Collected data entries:
──────────

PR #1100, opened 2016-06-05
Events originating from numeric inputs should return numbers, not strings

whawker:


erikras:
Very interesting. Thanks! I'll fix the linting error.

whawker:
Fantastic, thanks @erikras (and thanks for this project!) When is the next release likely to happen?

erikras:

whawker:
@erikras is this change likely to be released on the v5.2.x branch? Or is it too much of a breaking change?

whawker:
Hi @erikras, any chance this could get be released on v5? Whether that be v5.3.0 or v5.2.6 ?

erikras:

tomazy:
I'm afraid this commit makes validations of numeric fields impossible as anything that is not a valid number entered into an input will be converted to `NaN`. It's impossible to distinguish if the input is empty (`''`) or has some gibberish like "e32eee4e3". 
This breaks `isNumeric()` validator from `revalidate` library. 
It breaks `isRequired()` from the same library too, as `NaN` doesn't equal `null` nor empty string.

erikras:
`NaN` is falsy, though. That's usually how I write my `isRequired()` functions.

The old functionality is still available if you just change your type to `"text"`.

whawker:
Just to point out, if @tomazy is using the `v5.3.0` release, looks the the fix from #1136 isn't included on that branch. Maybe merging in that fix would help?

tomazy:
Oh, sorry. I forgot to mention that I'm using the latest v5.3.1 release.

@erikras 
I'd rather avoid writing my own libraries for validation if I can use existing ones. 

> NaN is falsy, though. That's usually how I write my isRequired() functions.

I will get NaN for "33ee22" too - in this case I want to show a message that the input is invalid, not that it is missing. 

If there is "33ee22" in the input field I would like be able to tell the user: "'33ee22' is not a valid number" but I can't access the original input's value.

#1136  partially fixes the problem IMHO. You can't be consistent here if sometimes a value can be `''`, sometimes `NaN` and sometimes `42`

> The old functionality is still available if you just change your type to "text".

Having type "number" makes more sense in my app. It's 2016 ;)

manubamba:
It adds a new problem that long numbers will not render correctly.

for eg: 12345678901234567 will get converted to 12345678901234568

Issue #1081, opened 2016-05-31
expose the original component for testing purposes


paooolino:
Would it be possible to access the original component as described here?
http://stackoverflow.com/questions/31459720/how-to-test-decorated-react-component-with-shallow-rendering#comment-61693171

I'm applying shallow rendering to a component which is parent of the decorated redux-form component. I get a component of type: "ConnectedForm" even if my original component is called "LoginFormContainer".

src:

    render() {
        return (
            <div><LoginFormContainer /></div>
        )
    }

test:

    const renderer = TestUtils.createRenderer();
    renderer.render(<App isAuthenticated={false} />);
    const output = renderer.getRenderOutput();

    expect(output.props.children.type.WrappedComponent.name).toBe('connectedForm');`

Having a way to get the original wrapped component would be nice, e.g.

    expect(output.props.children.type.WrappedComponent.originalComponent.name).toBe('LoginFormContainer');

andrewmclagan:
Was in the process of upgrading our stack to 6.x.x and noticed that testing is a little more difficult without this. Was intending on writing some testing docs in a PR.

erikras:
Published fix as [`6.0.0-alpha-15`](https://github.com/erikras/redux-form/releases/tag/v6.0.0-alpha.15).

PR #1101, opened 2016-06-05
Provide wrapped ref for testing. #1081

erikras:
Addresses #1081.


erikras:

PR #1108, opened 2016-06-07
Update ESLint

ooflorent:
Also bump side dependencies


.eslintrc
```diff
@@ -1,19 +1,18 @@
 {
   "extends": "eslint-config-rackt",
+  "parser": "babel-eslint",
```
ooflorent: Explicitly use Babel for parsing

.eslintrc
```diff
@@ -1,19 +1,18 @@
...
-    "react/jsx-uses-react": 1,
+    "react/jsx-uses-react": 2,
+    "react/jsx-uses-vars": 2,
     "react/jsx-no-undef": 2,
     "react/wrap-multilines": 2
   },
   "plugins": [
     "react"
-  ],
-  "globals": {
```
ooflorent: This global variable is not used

──────────

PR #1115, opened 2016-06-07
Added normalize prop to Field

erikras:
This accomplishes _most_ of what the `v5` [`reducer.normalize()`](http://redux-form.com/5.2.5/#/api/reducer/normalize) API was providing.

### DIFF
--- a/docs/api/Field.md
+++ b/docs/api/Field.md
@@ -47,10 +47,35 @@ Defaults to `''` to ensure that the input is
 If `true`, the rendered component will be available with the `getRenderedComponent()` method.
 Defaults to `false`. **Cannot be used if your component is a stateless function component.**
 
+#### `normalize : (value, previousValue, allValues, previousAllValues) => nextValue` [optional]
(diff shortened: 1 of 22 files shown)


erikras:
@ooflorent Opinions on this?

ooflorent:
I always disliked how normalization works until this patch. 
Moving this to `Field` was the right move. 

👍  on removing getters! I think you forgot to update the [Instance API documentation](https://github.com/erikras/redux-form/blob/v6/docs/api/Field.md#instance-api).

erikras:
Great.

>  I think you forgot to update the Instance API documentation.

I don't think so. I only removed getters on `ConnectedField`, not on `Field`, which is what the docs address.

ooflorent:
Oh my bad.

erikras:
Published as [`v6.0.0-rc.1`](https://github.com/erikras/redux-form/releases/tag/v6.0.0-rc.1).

──────────

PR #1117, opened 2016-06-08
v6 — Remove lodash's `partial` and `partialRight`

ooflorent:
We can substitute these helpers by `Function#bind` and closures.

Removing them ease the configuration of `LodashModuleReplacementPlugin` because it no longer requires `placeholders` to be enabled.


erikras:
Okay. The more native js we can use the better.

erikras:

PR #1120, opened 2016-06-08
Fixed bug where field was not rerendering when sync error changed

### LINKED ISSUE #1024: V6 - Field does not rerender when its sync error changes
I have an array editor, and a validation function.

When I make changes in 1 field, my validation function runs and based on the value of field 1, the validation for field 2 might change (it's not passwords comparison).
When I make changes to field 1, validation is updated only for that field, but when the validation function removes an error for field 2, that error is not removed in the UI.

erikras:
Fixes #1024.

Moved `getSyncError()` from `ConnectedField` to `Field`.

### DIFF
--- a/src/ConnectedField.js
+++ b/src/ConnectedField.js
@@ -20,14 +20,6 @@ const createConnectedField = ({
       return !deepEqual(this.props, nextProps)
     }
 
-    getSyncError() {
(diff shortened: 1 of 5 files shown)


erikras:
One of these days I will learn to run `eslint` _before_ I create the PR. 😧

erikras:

──────────

▸ INSTRUCTIONS TO FOLLOW: Among the entries above, find every line holding "available" and copy it.

▸ COMPLETED EXERCISE:
The old functionality is still available if you just change your type to `"text"`.
> The old functionality is still available if you just change your type to "text".
 If `true`, the rendered component will be available with the `getRenderedComponent()` method.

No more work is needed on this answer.